Tube Formation Assay
RSFLs (2.5x105 cells/cm2) labeled with CellTracker Red CMTPX (ThermoFisher Scientific) were cultured in serum-free condition for 24 h on dishes coated with Matrigel (µ slide angiogenesis; ibidi, Nippon Genetics, Tokyo, Japan) and observed by a phase contrast microscope (LSM700, Carl Zeiss). For inhibition of branching morphology, RSFLs were cultured on the gels for 24 h in culture medium containing anti-VE-cadherin antibody (10 µg/ml; BD biosciences, Franklin Lakes, NJ), anti-E-cadherin antibody (10 µg/ml; R&D Systems), non-immune rat IgG (10 µg/ml; Vector Laboratories, Burlingame, CA), VE-cadherin Fc-chimera (20 µg/ml) or E-cadherin Fc-chimera (20 µg/ml), and treated with siVE-CDH (75 nM) or siCtrl (100 nM).
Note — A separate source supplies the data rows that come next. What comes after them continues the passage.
PR #649, opened 2020-05-18
Run tests on github actions

moonso:
This PR changes so that the tests and coverage report is handled by GitHub Actions instead of Travis. 

## Arguments for switching
- The files for running tests on GitHub are very simple to work with. 
- There are a number of apps that can be used together with GitHub Actions allowing for smart improvements
- Tests completes much faster on Github
- A lot of the linting problems have been solved by third party solutions like code factor
- It is nice to have everything within the same ecosystem

One example of an app is the linting that is used here. It supportes multiple linters for multiple languages and it can be modified to perform the linting whenever it can do it. Like allow it to black a file.

## Arguments against switching
- Running the tests on travis works

**How to test**:
- [x] Tests are run by GitHub Actions

**Expected test outcome**:
- [x] Tests should be executed by GitHub Actions :octocat: 
- [x] Coverage report should be uploaded from :octocat: 

**Review:**
- [ ] code approved by
- [x] tests executed by :octocat: 


moonso:
Any objections @barrystokman , @patrikgrenfeldt ? We could always revert and use travis if there are any problems

.github/workflows/coveralls.yml
```diff
@@ -0,0 +1,39 @@
...
+    # Set up python
+    - name: Set up Python ${{ matrix.python-version}}
+      uses: actions/setup-python@v1
+      with:
+        python-version: 3.7
+
+    - name: Production Dependencies
+      run: |
+        python -m pip install --upgrade pip
+        pip install -e .
```
patrikgrenfeldt, line 25:
```suggestion
        pip install .
```
remove -e to make it more production like

ditto in the following installs

.github/workflows/coveralls.yml
```diff
@@ -0,0 +1,39 @@
...
+
+    # Set up python
+    - name: Set up Python ${{ matrix.python-version}}
+      uses: actions/setup-python@v1
+      with:
+        python-version: 3.7
+
+    - name: Production Dependencies
+      run: |
+        python -m pip install --upgrade pip
```
patrikgrenfeldt, line 24: I would consider using the actual pip-version that we use in production

.github/workflows/coveralls.yml
```diff
@@ -0,0 +1,39 @@
...
+        pip install -e .
+
+    - name: Development Dependencies
+      run: |
+        pip install -r requirements-dev.txt
+        pip install pytest-cov
+        pip install coveralls
```
patrikgrenfeldt, line 31: Install the deps on one line to make sure it considers all requirements at the same time?

ditto in the following installs

.github/workflows/linting.yml
```diff
@@ -0,0 +1,48 @@
...
+      run: |
+        python -m pip install --upgrade pip
+        pip install .
+        pip check
+
+    - name: Development Dependencies
+      run: |
+        pip install -r requirements-dev.txt
+        pip install flake8
+        pip install black
```
patrikgrenfeldt, line 34: If these two are dev-reqs then they could go into the dev-reqs file, otherwise they could be skipped here?

moonso: I do not agree. These packages are not necessary for development only for linting. I suggest that packages that are required for executing tests etc should be part of req-dev

.github/workflows/coveralls.yml
moonso: I changed so that the check is run before the extra packages are installed. I figure this makes sense since the `requirements-dev` are necessary for development. The other are only used in CI

.github/workflows/coveralls.yml
moonso: Fixed that!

The branching point numbers were quantitatively evaluated according to the previous study [18, 19]. To determine tube-like formation by RSFLs in the presence of HUVEC, RSFLs labeled with CellTracker Red CMTPX and GFP-HUVEC were co-cultured on basement membrane matrices for 24 h and monitored by a confocal laser-scanning microscope. The data of tube-like structures were analyzed using Zen software (Carl Zeiss).
Statistical analysis
Data obtained by the tube assay were shown as mean ± SD. Results between the two independent groups were determined by the student’s t-test or Mann-Whitney U test. Comparisons among more than three groups were analyzed by Tukey-Kramer’s HSD or Steel-Dwass test. P values less than 0.05 were considered significant.